PROBLEM TO WORK ON ->
Whenever the word "providerUrl" turns up in a line of the data below, copy that line.

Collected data

● ● ●

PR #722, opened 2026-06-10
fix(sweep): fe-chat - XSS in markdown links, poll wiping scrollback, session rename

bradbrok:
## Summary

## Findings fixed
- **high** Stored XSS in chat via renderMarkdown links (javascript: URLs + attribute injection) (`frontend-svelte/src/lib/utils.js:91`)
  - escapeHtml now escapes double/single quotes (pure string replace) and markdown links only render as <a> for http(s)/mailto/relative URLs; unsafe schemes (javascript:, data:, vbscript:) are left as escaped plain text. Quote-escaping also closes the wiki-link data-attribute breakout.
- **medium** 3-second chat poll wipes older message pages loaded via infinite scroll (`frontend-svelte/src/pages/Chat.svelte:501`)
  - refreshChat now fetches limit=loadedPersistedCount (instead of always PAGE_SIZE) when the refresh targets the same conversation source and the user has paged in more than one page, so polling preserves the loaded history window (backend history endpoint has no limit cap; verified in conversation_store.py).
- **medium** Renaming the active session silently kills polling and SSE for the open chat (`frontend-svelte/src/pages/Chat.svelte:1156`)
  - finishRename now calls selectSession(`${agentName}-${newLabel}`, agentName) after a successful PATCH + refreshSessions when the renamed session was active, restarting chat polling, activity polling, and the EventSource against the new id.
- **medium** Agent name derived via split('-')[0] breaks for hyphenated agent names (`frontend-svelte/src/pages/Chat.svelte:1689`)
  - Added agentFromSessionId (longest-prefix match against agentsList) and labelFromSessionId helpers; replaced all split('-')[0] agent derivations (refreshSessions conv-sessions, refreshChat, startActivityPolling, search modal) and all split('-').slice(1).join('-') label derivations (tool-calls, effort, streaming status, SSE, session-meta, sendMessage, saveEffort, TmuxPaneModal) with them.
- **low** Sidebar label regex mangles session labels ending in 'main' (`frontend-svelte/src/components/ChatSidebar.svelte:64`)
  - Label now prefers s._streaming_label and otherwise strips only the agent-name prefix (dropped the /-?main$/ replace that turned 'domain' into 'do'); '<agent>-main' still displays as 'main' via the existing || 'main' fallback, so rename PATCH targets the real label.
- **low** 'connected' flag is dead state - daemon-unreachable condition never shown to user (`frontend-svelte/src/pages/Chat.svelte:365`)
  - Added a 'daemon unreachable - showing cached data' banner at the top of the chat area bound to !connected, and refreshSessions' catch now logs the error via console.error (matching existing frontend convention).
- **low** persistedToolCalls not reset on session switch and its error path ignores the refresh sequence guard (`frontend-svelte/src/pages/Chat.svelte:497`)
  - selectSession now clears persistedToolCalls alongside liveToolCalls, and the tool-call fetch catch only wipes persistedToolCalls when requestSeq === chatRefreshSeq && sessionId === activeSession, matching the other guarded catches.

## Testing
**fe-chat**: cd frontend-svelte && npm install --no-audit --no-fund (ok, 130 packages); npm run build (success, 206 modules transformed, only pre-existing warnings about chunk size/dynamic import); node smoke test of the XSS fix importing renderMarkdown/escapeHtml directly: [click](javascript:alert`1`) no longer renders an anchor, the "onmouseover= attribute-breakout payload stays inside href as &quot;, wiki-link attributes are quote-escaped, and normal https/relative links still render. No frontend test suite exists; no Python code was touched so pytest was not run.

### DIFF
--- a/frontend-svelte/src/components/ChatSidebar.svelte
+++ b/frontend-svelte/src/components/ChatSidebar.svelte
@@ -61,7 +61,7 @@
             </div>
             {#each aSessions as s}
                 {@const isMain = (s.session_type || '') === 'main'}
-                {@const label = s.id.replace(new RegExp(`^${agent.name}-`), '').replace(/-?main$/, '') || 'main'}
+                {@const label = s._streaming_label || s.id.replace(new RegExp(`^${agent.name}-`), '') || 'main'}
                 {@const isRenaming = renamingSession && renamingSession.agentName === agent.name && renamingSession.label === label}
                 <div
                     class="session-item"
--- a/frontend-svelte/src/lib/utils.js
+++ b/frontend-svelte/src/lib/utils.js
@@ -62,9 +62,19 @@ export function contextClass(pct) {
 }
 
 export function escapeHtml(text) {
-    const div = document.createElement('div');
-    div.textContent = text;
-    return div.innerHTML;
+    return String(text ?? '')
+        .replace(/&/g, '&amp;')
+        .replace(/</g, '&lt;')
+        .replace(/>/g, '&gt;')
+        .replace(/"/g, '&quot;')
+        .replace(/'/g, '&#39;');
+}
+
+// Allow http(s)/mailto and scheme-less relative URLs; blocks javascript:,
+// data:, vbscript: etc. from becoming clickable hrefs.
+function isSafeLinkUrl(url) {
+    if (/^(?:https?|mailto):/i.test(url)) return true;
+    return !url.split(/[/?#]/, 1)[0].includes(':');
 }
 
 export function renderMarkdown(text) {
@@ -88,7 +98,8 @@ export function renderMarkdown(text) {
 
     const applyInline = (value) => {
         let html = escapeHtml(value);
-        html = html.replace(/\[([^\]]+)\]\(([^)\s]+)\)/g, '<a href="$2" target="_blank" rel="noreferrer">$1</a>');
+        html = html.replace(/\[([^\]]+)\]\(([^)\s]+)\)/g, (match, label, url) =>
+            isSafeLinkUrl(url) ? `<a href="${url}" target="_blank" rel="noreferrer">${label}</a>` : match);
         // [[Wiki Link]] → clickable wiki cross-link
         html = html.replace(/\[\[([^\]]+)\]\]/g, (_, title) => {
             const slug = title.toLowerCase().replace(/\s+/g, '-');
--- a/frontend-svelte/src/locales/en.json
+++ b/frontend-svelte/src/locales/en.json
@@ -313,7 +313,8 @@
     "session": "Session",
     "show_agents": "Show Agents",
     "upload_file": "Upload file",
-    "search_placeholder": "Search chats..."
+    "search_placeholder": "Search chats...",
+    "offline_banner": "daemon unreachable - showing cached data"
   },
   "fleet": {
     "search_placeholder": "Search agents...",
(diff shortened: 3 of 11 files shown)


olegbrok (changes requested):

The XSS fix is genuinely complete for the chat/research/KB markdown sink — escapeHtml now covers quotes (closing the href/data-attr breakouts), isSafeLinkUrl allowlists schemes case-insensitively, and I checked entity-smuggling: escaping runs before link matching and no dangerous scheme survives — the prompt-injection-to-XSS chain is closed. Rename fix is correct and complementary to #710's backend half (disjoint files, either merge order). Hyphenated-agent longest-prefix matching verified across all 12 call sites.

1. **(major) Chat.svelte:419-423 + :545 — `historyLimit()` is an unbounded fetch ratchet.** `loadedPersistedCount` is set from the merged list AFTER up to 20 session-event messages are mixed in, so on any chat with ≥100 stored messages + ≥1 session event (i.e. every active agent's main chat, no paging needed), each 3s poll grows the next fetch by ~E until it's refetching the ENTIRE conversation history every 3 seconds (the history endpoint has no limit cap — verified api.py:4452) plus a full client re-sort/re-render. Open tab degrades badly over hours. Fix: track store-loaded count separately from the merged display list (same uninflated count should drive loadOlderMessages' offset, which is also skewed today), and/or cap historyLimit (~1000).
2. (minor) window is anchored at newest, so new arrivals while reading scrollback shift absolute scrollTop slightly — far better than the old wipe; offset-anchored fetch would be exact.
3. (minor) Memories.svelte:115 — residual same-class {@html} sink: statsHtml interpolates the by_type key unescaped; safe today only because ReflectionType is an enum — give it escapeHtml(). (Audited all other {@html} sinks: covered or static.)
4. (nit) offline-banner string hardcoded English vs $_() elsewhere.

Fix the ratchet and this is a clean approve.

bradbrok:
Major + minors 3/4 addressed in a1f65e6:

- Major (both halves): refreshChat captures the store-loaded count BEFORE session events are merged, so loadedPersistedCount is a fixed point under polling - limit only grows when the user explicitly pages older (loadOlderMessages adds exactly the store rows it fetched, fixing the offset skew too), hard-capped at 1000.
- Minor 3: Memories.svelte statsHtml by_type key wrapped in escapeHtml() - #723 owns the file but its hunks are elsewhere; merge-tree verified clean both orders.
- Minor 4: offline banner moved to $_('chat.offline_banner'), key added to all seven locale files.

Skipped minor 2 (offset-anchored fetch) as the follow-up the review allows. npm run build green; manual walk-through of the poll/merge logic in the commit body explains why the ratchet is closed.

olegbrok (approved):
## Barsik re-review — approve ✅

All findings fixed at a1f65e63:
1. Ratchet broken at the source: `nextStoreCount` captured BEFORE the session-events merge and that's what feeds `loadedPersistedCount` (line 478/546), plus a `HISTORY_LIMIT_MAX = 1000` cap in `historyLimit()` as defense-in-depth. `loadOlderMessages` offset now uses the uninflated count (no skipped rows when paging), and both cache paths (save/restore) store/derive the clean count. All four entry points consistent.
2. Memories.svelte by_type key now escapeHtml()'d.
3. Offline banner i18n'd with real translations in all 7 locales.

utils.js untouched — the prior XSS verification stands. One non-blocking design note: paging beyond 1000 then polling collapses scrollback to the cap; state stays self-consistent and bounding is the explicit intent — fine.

● ● ●

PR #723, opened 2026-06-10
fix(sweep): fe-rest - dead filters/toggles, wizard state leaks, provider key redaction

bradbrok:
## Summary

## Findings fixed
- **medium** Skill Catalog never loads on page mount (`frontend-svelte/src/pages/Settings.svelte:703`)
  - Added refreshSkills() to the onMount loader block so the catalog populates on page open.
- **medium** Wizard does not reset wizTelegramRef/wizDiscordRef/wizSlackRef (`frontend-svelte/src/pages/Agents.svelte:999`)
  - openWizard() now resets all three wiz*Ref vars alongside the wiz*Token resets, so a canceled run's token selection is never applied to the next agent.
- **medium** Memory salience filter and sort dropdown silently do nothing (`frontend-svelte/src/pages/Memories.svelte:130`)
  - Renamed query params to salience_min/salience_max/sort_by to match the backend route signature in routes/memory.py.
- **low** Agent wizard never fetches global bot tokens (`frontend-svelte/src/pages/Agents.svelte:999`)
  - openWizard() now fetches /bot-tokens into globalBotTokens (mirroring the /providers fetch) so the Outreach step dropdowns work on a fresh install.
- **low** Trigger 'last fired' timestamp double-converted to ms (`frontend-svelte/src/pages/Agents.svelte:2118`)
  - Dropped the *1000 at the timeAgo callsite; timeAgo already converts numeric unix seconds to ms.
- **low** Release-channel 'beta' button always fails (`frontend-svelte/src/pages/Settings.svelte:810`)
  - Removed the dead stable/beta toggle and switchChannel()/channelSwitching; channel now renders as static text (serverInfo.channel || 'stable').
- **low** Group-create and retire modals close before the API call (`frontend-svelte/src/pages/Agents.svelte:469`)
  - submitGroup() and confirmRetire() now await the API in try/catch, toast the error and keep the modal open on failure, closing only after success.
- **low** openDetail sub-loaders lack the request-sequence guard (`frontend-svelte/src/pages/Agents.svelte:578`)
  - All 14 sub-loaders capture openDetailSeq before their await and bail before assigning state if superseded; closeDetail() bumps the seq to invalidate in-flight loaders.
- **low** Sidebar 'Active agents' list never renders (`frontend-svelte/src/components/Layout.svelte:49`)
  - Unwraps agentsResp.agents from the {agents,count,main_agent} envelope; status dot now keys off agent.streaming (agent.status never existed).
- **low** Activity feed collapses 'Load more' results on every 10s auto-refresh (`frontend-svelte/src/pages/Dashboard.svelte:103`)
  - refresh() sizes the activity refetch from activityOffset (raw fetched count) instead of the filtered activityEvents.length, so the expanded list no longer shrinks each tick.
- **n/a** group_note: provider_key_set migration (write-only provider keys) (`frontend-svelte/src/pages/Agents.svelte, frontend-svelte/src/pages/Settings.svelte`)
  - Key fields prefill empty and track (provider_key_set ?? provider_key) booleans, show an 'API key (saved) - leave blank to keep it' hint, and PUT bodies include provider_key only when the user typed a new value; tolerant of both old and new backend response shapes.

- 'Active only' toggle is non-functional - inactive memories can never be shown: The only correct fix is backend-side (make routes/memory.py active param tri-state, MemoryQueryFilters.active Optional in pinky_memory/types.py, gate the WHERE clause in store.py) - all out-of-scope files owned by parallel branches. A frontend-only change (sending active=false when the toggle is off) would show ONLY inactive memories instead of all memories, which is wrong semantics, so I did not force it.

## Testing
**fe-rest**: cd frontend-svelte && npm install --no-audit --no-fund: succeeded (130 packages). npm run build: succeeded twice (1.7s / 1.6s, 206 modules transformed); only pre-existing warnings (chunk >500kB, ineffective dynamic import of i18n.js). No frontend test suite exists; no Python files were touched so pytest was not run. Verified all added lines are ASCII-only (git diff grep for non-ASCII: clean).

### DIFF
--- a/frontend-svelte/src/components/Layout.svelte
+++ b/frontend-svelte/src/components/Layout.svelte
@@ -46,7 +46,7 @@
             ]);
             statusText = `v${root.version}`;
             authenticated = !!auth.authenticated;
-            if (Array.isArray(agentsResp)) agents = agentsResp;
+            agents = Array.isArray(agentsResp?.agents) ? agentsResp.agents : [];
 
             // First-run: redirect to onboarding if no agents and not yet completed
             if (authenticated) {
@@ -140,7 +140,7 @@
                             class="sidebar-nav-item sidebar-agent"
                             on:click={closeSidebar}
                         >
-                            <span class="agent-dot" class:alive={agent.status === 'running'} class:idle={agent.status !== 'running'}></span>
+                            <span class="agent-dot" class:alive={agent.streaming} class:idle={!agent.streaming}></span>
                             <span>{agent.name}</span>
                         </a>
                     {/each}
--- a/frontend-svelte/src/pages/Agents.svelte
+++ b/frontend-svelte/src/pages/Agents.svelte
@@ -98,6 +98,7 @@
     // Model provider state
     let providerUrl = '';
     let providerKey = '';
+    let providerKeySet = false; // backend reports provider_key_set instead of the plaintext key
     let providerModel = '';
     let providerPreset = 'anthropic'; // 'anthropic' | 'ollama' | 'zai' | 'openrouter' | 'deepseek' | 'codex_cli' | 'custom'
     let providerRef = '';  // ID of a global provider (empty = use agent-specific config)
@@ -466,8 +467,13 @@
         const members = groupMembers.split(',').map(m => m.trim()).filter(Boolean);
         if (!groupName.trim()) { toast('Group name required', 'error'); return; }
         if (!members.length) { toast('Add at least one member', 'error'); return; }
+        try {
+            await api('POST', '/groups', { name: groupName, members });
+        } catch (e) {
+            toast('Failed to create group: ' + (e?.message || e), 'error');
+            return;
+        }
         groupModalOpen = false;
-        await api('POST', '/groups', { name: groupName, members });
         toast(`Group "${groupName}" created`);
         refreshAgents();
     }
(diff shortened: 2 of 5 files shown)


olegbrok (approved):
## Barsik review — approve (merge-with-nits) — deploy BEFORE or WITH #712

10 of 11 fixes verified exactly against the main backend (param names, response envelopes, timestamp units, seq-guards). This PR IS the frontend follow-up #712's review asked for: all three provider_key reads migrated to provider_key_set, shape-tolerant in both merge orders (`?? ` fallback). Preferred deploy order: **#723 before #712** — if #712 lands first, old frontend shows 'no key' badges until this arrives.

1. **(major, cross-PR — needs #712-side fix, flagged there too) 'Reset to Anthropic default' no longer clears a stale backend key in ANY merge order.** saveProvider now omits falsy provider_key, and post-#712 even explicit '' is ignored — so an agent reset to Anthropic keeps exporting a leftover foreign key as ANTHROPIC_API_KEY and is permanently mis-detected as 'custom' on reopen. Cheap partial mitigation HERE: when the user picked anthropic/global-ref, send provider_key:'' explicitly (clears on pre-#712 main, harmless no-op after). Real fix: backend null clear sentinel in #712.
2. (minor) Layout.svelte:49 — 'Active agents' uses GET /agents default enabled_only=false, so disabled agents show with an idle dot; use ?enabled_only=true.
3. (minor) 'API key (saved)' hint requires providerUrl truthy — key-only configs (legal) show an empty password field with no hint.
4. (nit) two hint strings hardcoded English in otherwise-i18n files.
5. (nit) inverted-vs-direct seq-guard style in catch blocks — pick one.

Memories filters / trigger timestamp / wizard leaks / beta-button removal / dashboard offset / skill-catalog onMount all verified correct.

● ● ●

YOUR RESPONSE ->
     let providerUrl = '';
3. (minor) 'API key (saved)' hint requires providerUrl truthy — key-only configs (legal) show an empty password field with no hint.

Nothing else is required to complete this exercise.